1) Index the columns you filter on (WHERE)

If this query is common:

SELECT *
FROM orders
WHERE customer_id = 42;

Then this is a typical index:

CREATE INDEX idx_orders_customer_id ON orders(customer_id);

2) Composite indexes: order matters

If you often filter by both customer_id and created_at:

SELECT *
FROM orders
WHERE customer_id = 42
  AND created_at >= '2026-01-01'
ORDER BY created_at DESC
LIMIT 50;

This composite index can help:

CREATE INDEX idx_orders_customer_created_at
  ON orders(customer_id, created_at DESC);

Why ordering matters:

  • Most databases use the leftmost prefix of a composite index.
  • An index on (customer_id, created_at) helps queries filtering on customer_id alone.
  • But it usually won’t help a query filtering only on created_at (because created_at isn’t the leftmost column).

3) Covering indexes (index-only queries)

Sometimes the fastest query is the one that never touches the table at all.

Example:

SELECT order_id, created_at
FROM orders
WHERE customer_id = 42
ORDER BY created_at DESC
LIMIT 50;

If your index contains all required columns, the database can sometimes do an index-only scan (engine-dependent and requires visibility/heap rules in some systems).

Postgres-style example:

CREATE INDEX idx_orders_customer_created
  ON orders(customer_id, created_at DESC)
  INCLUDE (order_id);

4) Partial indexes (when you query a subset a lot)

If most queries focus on “active” records:

SELECT *
FROM users
WHERE is_active = true
  AND email = 'a@b.com';

A partial index can be smaller and faster:

CREATE INDEX idx_users_active_email
  ON users(email)
  WHERE is_active = true;

Partial indexes are especially powerful when the predicate matches a frequent access pattern.

Indexes for joins

Joins are often where performance problems show up.

If you join on orders.customer_id = customers.id, the common rule is:

  • Ensure the join keys are indexed (often primary key on one side, foreign key index on the other).

Example:

CREATE INDEX idx_orders_customer_id ON orders(customer_id);

Why indexes slow down writes

Every additional index is another structure the database must maintain:

  • Insert row → insert index entries
  • Update indexed column → update index entry (may cause page splits)
  • Delete row → remove index entry

This is why “index everything” is rarely the right answer. Indexes are a trade-off.
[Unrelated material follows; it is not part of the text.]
PR #25801, opened 2024-12-10
feat: implement tenants' mapping rules' migration

### LINKED ISSUE #25165: Camunda supports TenantMappingRule by implementing TenantMappingRuleMigrationHandler
### Description
Within scope of this issue, we assume that all available tenants are migrated and there is no need to create a tenant as part of migration.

How to tell if an index is being used

Use the query planner:

  • Postgres: EXPLAIN (ANALYZE, BUFFERS) ...
  • MySQL: EXPLAIN ...
  • SQL Server: actual execution plan

In general, you’re looking for:

  • Index Seek / Index Scan instead of Sequential/Table Scan
  • Lower estimated/actual rows
  • Lower buffers/pages read

Example (Postgres):

EXPLAIN (ANALYZE, BUFFERS)
SELECT *
FROM orders
WHERE customer_id = 42
ORDER BY created_at DESC
LIMIT 50;

If you see a sequential scan on a large table for a highly selective filter, it’s a sign either:

  • The right index doesn’t exist, or
  • Statistics are stale, or
  • The filter isn’t selective enough to justify index traversal.

Common indexing mistakes

  • Indexing low-selectivity columns: e.g., status with only a few values, unless paired with a selective column or used as a partial index.
  • Wrong composite order: putting range columns first can block use of later equality conditions.
  • Too many indexes: great read performance, terrible write performance.
  • Indexing columns that change frequently: updates become expensive.
  • Assuming an index helps every query: it must match the query shape (filters, joins, sort).

A simple “index decision” checklist

  • Is the table big enough that scans are expensive?
  • Is the filter/join selective enough?
  • Does the index match the query’s filters and sort order?
  • Do we need a covering index (avoid table lookups)?
  • Are we okay paying the write cost?
  • Do we have evidence from EXPLAIN?

Final thought

Indexing is best treated as a feedback loop:

  1. Identify slow queries
  2. Read the plan
  3. Add (or adjust) one index at a time
  4. Measure again

That discipline keeps you from accumulating “mystery indexes” that nobody remembers but everyone pays for.